Embora a ingestão de azeite de oliva não tenha sido avaliada durante o estudo, Kim comentou sobre seus benefícios à saúde, dizendo: “estudos anteriores que incluíram o azeite de oliva como um alimento vegetal saudável em uma dieta geral à base de vegetais ou em uma dieta vegetariana constataram um risco menor de diabetes tipo 2, doença cardíaca coronariana e mortalidade por todas as causas”.
“O azeite de oliva é um componente importante da dieta mediterrânea, e o consumo elevado de azeite de oliva tem sido associado a um menor risco de doenças cardiovasculares”, acrescentou ela. “Embora nosso estudo não tivesse dados sobre o consumo de azeite de oliva, com base na literatura anterior, acreditamos que a incorporação de gorduras vegetais saudáveis, como o azeite de oliva, em uma dieta geralmente à base de vegetais pode trazer benefícios para a saúde cardiovascular.”
O estudo observou os hábitos alimentares de 12.168 pessoas com idades entre 45 e 64 anos; nenhuma delas apresentava doença cardíaca no início do estudo.
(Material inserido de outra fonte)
PR #463, opened 2021-11-18
REF: direct-to-PV vs signal protocol by way of cl

klauer:
## Description
Typhos supports two paths to get data from ophyd Signals.
1. Peeking into the `EpicsSignal` to see which PVs it is using and passing that along to PyDM
2. Directly through the ophyd subscription mechanism

This PR allows for an escape hatch for (1) in scenarios where we want typhos to use method (2).
This escape hatch comes in the form of a control layer `cl` check to see if the user has customized it beyond what ophyd supports.

## Motivation and Context
Related to https://github.com/pcdshub/atef/pull/17
Where we want archived data to be sourced rather than live data

## How Has This Been Tested?
Interactively, so far

This PR text.

This is a typhos screen using this PR that gets data from the EPICS archiver:
image

### DIFF
--- a/typhos/widgets.py
+++ b/typhos/widgets.py
@@ -1042,6 +1042,9 @@ def _get_ndimensional_widget_class(dimensions, desc, variety_md, read_only):
     }.get(dimensions, TyphosLabel)
 
 
+DIRECT_CONTROL_LAYERS = {"pyepics", "caproto"}
+
+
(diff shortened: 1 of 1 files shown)


ZLLentz (approved):
This is much simpler than I thought it would be. I didn't notice that the control layers had `name` attributes.

PR #464, opened 2021-11-19
MNT: fix newly found failure in get_native_methods

ZLLentz:
## Description

- Fix the CI to run two tests that were accidentally skipped
- Bring the `set.add` call into the `TypeError` try/except block that is intended to catch us trying to add an unhashable type to the set.
- Make the application handling in test_cli more consistent to avoid a hanging test suite

I don't know why this was working before or is failing now. The new object that passed the first check and made it to the add method was a `dict[str, str]`

## Motivation and Context

Two tests were failing silently because there were accidentally skipped.

## How Has This Been Tested?

Unit tests pass, change seems innocuous

Will be in the release notes

### DIFF
--- a/typhos/tests/conftest.py
+++ b/typhos/tests/conftest.py
@@ -6,6 +6,7 @@ from functools import wraps
 
 import numpy as np
 import ophyd.sim
+import pydm
 import pytest
 import qtpy
 from happi import Client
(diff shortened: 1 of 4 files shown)


ZLLentz:
Hey, it worked!
Not sure whether to merge and fix in a separate PR or to continue working here to investigate the issue

ZLLentz:
I'll keep working here to resolve this and keep the master ci green

klauer (approved):
Good catch. LGTM 👍

ZLLentz:
Ok, the problem in #465 might actually be a consistent thing on py39- it has happened twice in a row on travis linux and always happens on my windows. I'll try to run the travis a third time and if it still hangs I'll need to solve that before merging this.

ZLLentz:
We've reached the terrible point where I've solved the freeze on my local machine but travis is still hanging. I'll have to move my testing to our linux servers to see if I can reproduce it there.

ZLLentz:
I can no longer reproduce the freezing at all on any computer I have access to. It only happens on python 3.9 which I find very strange. I'm not sure what to do except start working on other CI items in the issue tracker and hope they are related.

ZLLentz:
Ok that last try seemed to do the trick thank goodness

typhos/tests/conftest.py
```diff
@@ -63,6 +64,15 @@ def qapp(pytestconfig):
     return application
 
 
+@pytest.fixture(scope='function', autouse=True)
```
klauer, line 67: Nicely done!

PR #472, opened 2022-01-31
BUG: fix issue where combobox positioners can dangerously trigger moves via mousewheel

ZLLentz:
## Description

Follow-up to #389 
Copy that fix over to the combo boxes used for the positioner widget so that when you scroll over the motor destination you don't accidentally trigger a move, e.g. if you are scrolling up and down a long screen.

## Motivation and Context

This causes unintended moves which can and do lead to lost beam time.

## How Has This Been Tested?

Locally with no write access to the real PVs, comparing before and after the patch.

N/A


klauer (approved):
I see - so the other was our customized PyDMEnumComboBox, whereas this is the one for positioners. Both definitely need the fix.

Looks good to me!

PR #475, opened 2022-02-04
FIX: write pv assumption

### LINKED ISSUE #473: Assumption of _write_pv may not be accurate for all signal types
(More details to follow; and hopefully a fix!)

## Current Behavior
```python
  File "/cds/group/pcds/pyps/conda/py39/envs/pcds-5.1.1/lib/python3.9/site-packages/typhos/utils.py", line 1319, in wrapped
    link_signal_to_widget(signal, widget)
  File "/cds/group/pcds/pyps/conda/py39/envs/pcds-5.1.1/lib/python3.9/site-packages/typhos/utils.py", line 1274, in link_signal_to_widget
    widget.channel = channel_from_signal(signal, read=read)
  File "/cds/group/pcds/pyps/conda/py39/envs/pcds-5.1.1/lib/python3.9/site-packages/typhos/utils.py", line 161, in channel_from_signal
    return channel_name(signal._write_pv.pvname)
AttributeError: 'PytmcSignalRO' object has no attribute '_write_pv'
```

1.
2.
3.

### LINKED ISSUE #474: Typo in typhos.positioner "count" -> "could"
https://github.com/pcdshub/typhos/blob/39ac7c8a066008cd8fd4ac01e1a23db08eb9ee81/typhos/positioner.py#L647

klauer:
## Description
`_write_pv` and `_read_pv` are generally good assumptions for `EpicsSignalBase` and its subclasses. However, typhos should be lenient if/when access to these attributes fails.

pcdsdevices may also require adjustments to `PytmcSignalRO`, but that shouldn't affect this PR.

## Motivation and Context
Closes #474 
Closes #473 

## How Has This Been Tested?
Test suite and interactively with problematic `PytmcSignalRO` signal.

Issue and PR text.

### DIFF
--- a/typhos/positioner.py
+++ b/typhos/positioner.py
@@ -644,7 +644,7 @@ def clear_error_in_background(device):
         except AttributeError:
             pass
         except Exception:
-            msg = 'Count not clear error!'
+            msg = "Could not clear error!"
             logger.error(msg)
             logger.debug(msg, exc_info=True)
 
--- a/typhos/utils.py
+++ b/typhos/utils.py
@@ -154,11 +154,23 @@ def channel_from_signal(signal, read=True):
     """
     Create a PyDM address from arbitrary signal type
     """
-    # Add an item
     if isinstance(signal, EpicsSignalBase):
         if read:
-            return channel_name(signal._read_pv.pvname)
-        return channel_name(signal._write_pv.pvname)
+            # For readback widgets, focus on the _read_pv only:
+            attrs = ["_read_pv"]
+        else:
+            # For setpoint widgets, _write_pv may exist (and differ) from
+            # _read_pv, try it first:
+            attrs = ["_write_pv", "_read_pv"]
+
+        # Some customizations of EpicsSignalBase may have different attributes.
+        # Try the attributes, but don't fail if they are not present:
+        for attr in attrs:
+            pv_instance = getattr(signal, attr, None)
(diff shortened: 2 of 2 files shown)


ZLLentz:
I think this looks correct to me, and should work for both the pyepics and caproto backends.

Do you remember exactly which device was throwing this error so we can test it? If not, I can start opening all the screens again.

klauer:
I don't recall the device, but it had a `PytmcSignalRO` if I recall correctly, so that should narrow it down.

ZLLentz:
That was enough to find it: the devices are `rtdsl0` and `rtdsk0`, whose subdevices have a `state` setpoint that is a `PytmcSignalRO`... so they don't function as movable state devices. I think they need an additional fix in `pcdsdevices` but this probably removes the terminal spam error (I'll check)

ZLLentz:
The aforementioned screens are very happy with this PR. We can check if they would actually move their respective devices over the PAMM but I think this should be merged.

klauer:
Nice - OK! 👍 For what it's worth, this was totally untested...

tangkong (approved):
Looks more robust to me, screens also load without protest.

ZLLentz:
ah right I'll just make sure the filters move on the screen after lunch and then press merge

ZLLentz:
OK the device on the pcdsdevices side definitely needs a looking at but this is pretty good for all normal devices and it removes the error

PR #477, opened 2022-02-08
ENH: add option to hide displays in suite at start

ZLLentz:
## Description

Add `--hide-displays` option to open a typhos suite with all displays hidden.

image

## Motivation and Context

If there are too many devices, the typhos suite is hard to use when everything opens immediately.

## How Has This Been Tested?

Interactively only.

Not yet

### DIFF
--- a/typhos/cli.py
+++ b/typhos/cli.py
@@ -88,6 +88,14 @@ parser.add_argument(
     ),
 )
 parser.add_argument(
+    '--hide-displays',
+    action='store_true',
+    help=(
+        'Option to start with subdisplays hidden instead '
+        'of shown.'
+    )
+)
+parser.add_argument(
     '--happi-cfg',
     help=(
         'Location of happi configuration file '
@@ -207,6 +215,7 @@ def create_suite(
     cols: int = 3,
     display_type: str = 'detailed',
     scroll_option: str = 'auto',
+    show_displays: bool = True,
 ) -> TyphosSuite:
     """
     Create a TyphosSuite from a list of device names.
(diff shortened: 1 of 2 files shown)


typhos/cli.py
```diff
@@ -87,6 +87,14 @@
         'your application. Example: --size 1000,1000'
     ),
 )
+parser.add_argument(
+    '--hide-displays',
```
klauer, line 91: Shortcut?
```suggestion
    "-h", "--hide-displays",
```

or maybe even
```suggestion
    "-M", "--minimal",
    dest="hide_displays",
```

klauer (approved):
Looks good to me! Just a thought on the CLI arg, which at least deserves a short form.

typhos/cli.py
ZLLentz: I think making the shortcut `-h` shadows the `-h`/`--help` and should be avoided.
Maybe just `--hide`? I'm not sold on `-m`/`--minimal`

klauer: Just throwing out ideas, I'm not particularly fond of any of them, so the right answer is probably the lazy answer.

tangkong (approved):
looks good to me.  I'm somewhat surprised this wasn't the default before

typhos/cli.py
ZLLentz: And I'm throwing ideas back! It's a dialog. I'm also leaning toward lazy at this time.

klauer: Unintentionally dismissive/salty sounding reply above, sorry! Thinking back, I still can't come up with anything better. I'd say this is good to go.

Durante o período de 30 anos do estudo, 5.436 participantes faleceram, sendo que 1.565 dessas mortes ocorreram em consequência de doenças cardiovasculares.
Os participantes que seguiram uma das três dietas mais saudáveis do estudo consumiram, em média, de 4,1 a 4,8 porções de frutas e vegetais por dia e comeram menos de uma porção de carne vermelha ou processada.
As pessoas que aderiram mais estritamente à dieta vegetal não saudável consumiram menos frutas e vegetais, com uma média diária de 2,3 porções de frutas e vegetais por dia e 1,2 porções de carne vermelha ou processada.
“As dietas à base de vegetais parecem estar ganhando popularidade, e nosso estudo fornece mais evidências sugerindo que seguir uma dieta à base de vegetais pode ser bom para a saúde do coração”, disse Casey Rebholz, coautor e pesquisador da Escola de Saúde Pública Johns Hopkins Bloomberg, em Baltimore, à Reuters.
No início deste ano, a dieta mediterrânea foi classificada como a “Melhor Dieta à Base de Vegetais” e aclamada como a “Melhor Dieta Geral” pela U.S. News and World Report, que levou em consideração vários fatores, incluindo: valor nutricional, segurança e potencial para prevenir doenças cardiovasculares.